# My Girls - Penny and Mystique



## Heather72754 (Nov 1, 2013)

Since Sunny got his own thread, it's only fair that Penny and Mystique get intros as well. Mystique is the all black, Penny the tiger and white. :luv

I apologize for the bad cell phone pics - I'll get better ones up when I can get my camera operational.


----------



## Tiliqua (Jan 22, 2013)

They are beautiful!


----------



## rural-cat (Dec 6, 2013)

very pretty girls!

are they integrated completely yet? i think i remember you mentioning that mystique is relatively recently adopted.


----------



## Heather72754 (Nov 1, 2013)

Thanks guys! Yes, Mystique was adopted on October 29th. Penny and Mystique are now fully integrated and doing fine. Penny isn't overly impressed with Mystique lol - she will hiss if Mystique gets in her face - but she isn't at all aggressive towards her and they can both have the full run of the house even when we aren't home without any problems.


----------



## Pneumo (Dec 16, 2013)

They are both very pretty! Mystique reminds me of a cat I had when I was around 16, her name was Nixon and she was black long haired with yellow eyes. I also love her name, it fits!


----------



## ndiniz (Jun 29, 2009)

Mystique is pretty, and I bet she's sweet towards her humans!


----------



## Heckle& jeckle (Feb 16, 2013)

Beautiful girls welcome ?


----------



## Heather72754 (Nov 1, 2013)

Thanks guys - yes, Mystique is a very loving girl although she is still acclimating to life inside rather than life on the street.

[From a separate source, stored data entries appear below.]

PR #341, opened 2021-09-27
:mortar_board: Topic24 node class again

jameshughes89:
### Related Issues or PRs
Same as #339. Idk what happened. Apparently I didn't merge?

### What
Remind the students of the node class, and note that (a) this binary tree node will have two references (left & right) and (b) it will be a nested class (there is a link to the aside on the nested class). 

### Why
They will need it, and perhaps the nested class throws them still. 

### Additional Notes
I left out the class comments that were within the `LinkedBinarySearchTree.java` class.

### DIFF
--- a/src/site/topic24.rst
+++ b/src/site/topic24.rst
@@ -44,6 +44,15 @@ Constructors
 Static Node Class
 =================
 
+* Like the linked stack and linked queue, we will make use of nodes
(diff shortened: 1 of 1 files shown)


twentylemon:
> Same as #339. Idk what happened. Apparently I didn't merge?

That one is just closed, you should be able to re-open and merge.

PR #343, opened 2021-09-27
:mortar_board: Topic24 Minimum and Maximum

jameshughes89:
### What
Show and explain the code for finding the minimum and maximum values in the binary search tree. 

### Why
Kept short since it was explained in more detail in Topic23.

### DIFF
--- a/src/site/topic24.rst
+++ b/src/site/topic24.rst
@@ -44,7 +44,7 @@ Constructors
 Static Node Class
 =================
 
-* You likely noticed the use of ``Node<T> root`` 
+* You likely noticed the use of ``Node<T> root``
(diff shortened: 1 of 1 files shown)


src/site/topic24.rst
```diff
@@ -106,6 +106,43 @@ Add to Binary Search Tree
...
+        } else {
+            return min(current.getLeft());
+        }
+    }
+
+
+    public T max() {
+        if (isEmpty()) {
+            throw new NoSuchElementException();
+        }
```
twentylemon, line 131: Could also return `Optional<T>` which is a fancy new trend. Semi-functional-style-programming-sorta-dont-think-about-it-much.

twentylemon (approved):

She hasn't lost her attitude of 'high alert' yet, and does tend to startle easily. That being said, she loves to be patted, has a huge purr motor, and will roll around on the ground like a puppy to get attention lol. She also has the most adorable little chirp when she wants something. :blackcat


----------



## cat face (Apr 4, 2013)

such sa-weeeetieeeeez!!! they are gorgeous little girls!!
I love Penny's "beauty mark" (the smudge next to her nose lol)

I use to favor black beauties and little else, but since owning a Whabby (white w/ tabby spots) I have found that they are adorable! So full of personality!
Penny is a beautiful Whabby! and Mystique is simply, gorgeous!


----------



## Heather72754 (Nov 1, 2013)

Lol thanks cat face! Yes, we love Penny's beauty mark too, as well as her 'dirty' little chin. Did you ever watch Over the Hedge? Penny has such big eyes it reminds us of Hammy the Squirrel in that show, so we call her Hammy-face. I'll have to let Penny know she is a Whabby - I love that. 

Mystique looks so regal in that shot lol - she is really a goofball masquerading in a regal costume. She prances like a pony and has taken to 'hiding' around corners and jumping out to 'surprise' me. She's so funny.


----------



## cat face (Apr 4, 2013)

Heather72754 said:


> Lol thanks cat face! Yes, we love Penny's beauty mark too, as well as her* 'dirty' little chin.* Did you ever watch Over the Hedge? Penny has such big eyes it reminds us of Hammy the Squirrel in that show, so we call her Hammy-face. I'll have to let Penny know she is a Whabby - I love that.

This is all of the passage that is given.